Stuart_Armstrong comments on The flawed Turing test: language, understanding, and partial p-zombies

Stuart_Armstrong 20 May 2013 9:08 UTC
0 points
Then I’d test it on 3d movements. The point is that these tests have great validity as test for general intelligence (or something in the vicinity), if the programmer isn’t deliberately optimising or calibrating their machine on.

If you’d designed a chatterbot and it turned out to be great at playing music (and that wasn’t something you’d put in by hand), then that would be strong evidence for general intelligence.

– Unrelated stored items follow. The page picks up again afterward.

PR #3806, opened 2026-02-23
Align Ultravox Realtime service with OpenAI/Gemini patterns

markbackman:
## Context

I made some spot fixes to UltravoxRealtimeLLMService. The big missing pieces were:
1. TTSTextFrames and proper LLMTextFrame handling.
2. TTFB metrics
3. Text or voice modality handling (and an example showing how to use it)

There's still more work to do, but this makes the class more closely aligned with the frame flow of other Realtime LLM services.

## Summary

- Added `output_medium` parameter to `AgentInputParams` and `OneShotInputParams` to control initial output medium (text vs voice) at call creation time
- Restructured agent transcript handling to properly separate voice and text modality flows:
  - **Voice mode**: audio lifecycle managed by `_handle_audio()`; transcripts push `LLMTextFrame` (`append_to_context=False`) and `TTSTextFrame` for deltas only
  - **Text mode**: transcript manages its own response lifecycle with `LLMFullResponseStartFrame`/`EndFrame`; pushes `LLMTextFrame` (appends to context); no `TTSTextFrame`
- Added `InterruptionFrame` handling with `stop_all_metrics()` cleanup
- Added processing metrics (`start_processing_metrics`/`stop_processing_metrics`) at response boundaries
- Improved TTFB measurement accuracy using `VADUserStoppedSpeakingFrame` speech end time instead of `UserStoppedSpeakingFrame`
- Enabled metrics generation (`can_generate_metrics()`)
- Updated voice example with proper user turn strategies (VAD + speech timeout) and transcript event handlers
- Added text-only output example (`50a-ultravox-realtime-text.py`)

## Testing

- Test voice mode: `uv run examples/foundational/50-ultravox-realtime.py` — verify audio output with text transcripts
- Test text mode: `uv run examples/foundational/50a-ultravox-realtime-text.py` — verify `LLMTextFrame` output without duplicate TTS
- Test interruption handling: interrupt the bot mid-response, verify metrics cleanup
- Run `uv run pytest tests/`

### DIFF
--- a/src/pipecat/services/ultravox/llm.py
+++ b/src/pipecat/services/ultravox/llm.py
@@ -31,6 +31,7 @@ from pipecat.frames.frames import (
     Frame,
     InputAudioRawFrame,
     InputTextRawFrame,
+    InterruptionFrame,
     LLMContextFrame,
     LLMFullResponseEndFrame,
     LLMFullResponseStartFrame,
@@ -42,7 +43,7 @@ from pipecat.frames.frames import (
     TTSStoppedFrame,
     TTSTextFrame,
     UserAudioRawFrame,
-    UserStoppedSpeakingFrame,
+    VADUserStoppedSpeakingFrame,
 )
 from pipecat.processors.aggregators.llm_context import LLMContext
 from pipecat.processors.aggregators.llm_response import (
@@ -90,6 +91,9 @@ class AgentInputParams(BaseModel):
         template_context: Context variables to use when instantiating a call with the
             agent. Defaults to an empty dict.
         metadata: Metadata to attach to the call. Default to an empty dict.
+        output_medium: The initial output medium for the agent. Use "text" for text
+            responses or "voice" for audio responses. Defaults to None, which uses the
+            agent's default.
         max_duration: The maximum duration of the call. Defaults to None, which will
             use the agent's default maximum duration.
         extra: Extra parameters to include in the agent call creation request. Defaults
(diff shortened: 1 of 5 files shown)


src/pipecat/services/ultravox/llm.py
```diff
@@ -528,22 +579,29 @@ async def _handle_user_transcript(self, text: str):
...
+                frame.append_to_context = False
+                await self.push_frame(frame)
+            if delta:
+                tts_frame = TTSTextFrame(text=delta, aggregated_by=AggregationType.WORD)
+                tts_frame.includes_inter_frame_spaces = True
+                await self.push_frame(tts_frame)
+        elif medium == "text":
+            if final:
+                await self.stop_processing_metrics()
                 await self.push_frame(LLMFullResponseEndFrame())
```
filipi87, line 610: Is there a chance that we receive only a single message that is already "final" ? If so, would we never trigger `LLMFullResponseStartFrame`, or is this not possible?

filipi87 (approved):
The changes make sense to me. Just one question. 🚀

src/pipecat/services/ultravox/llm.py
markbackman: This is as short as it gets, results from:
```
print(f"medium: {medium}, text: {text}, delta: {delta}, final: {final}")
```

```
medium: voice, text: , delta: None, final: False
medium: voice, text: None, delta: Order, final: False
medium: voice, text: None, delta:  , final: False
medium: voice, text: Order , delta: None, final: True
```

It looks like there's always a delta before the final, so this should be safe for now unless they break the API.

- TheOtherDave 20 May 2013 13:55 UTC
  2 points
  Parent
  The deliberate optimization on the part of a designer is just an example of the sort of thing you are concerned about here, right? That is, if I used genetic algorithms to develop a system X, and exposed those algorithms to a set of environments E, X would be optimized for E and consequently any test centered on E (or any subset of it) would be equally unreliable as a test of general intelligence… the important thing is that because X was selected (intentionally or otherwise) to be successful at E, the fact that X is successful at E ought not be treated as evidence that X is generally intelligent.
  
  Yes?
  
  Similarly, the fact that X is successful at tasks not actually present in E, but nevertheless very similar to tasks present in E, ought not be treated as evidence that X is generally intelligent. A small amount of generalization from initial inputs is not that impressive.
  
  The question then becomes how much generalization away from the specific problems presented in E is necessary before we consider X generally intelligent.
  
  To approach the question differently—there are all kinds of cognitive tests which humans fail, because our cognitive systems just weren’t designed to handle the situations those tests measure, because our ancestral environment didn’t contain sufficiently analogous situations. At what point do we therefore conclude that humans aren’t really generally intelligent, just optimized for particular kinds of tests?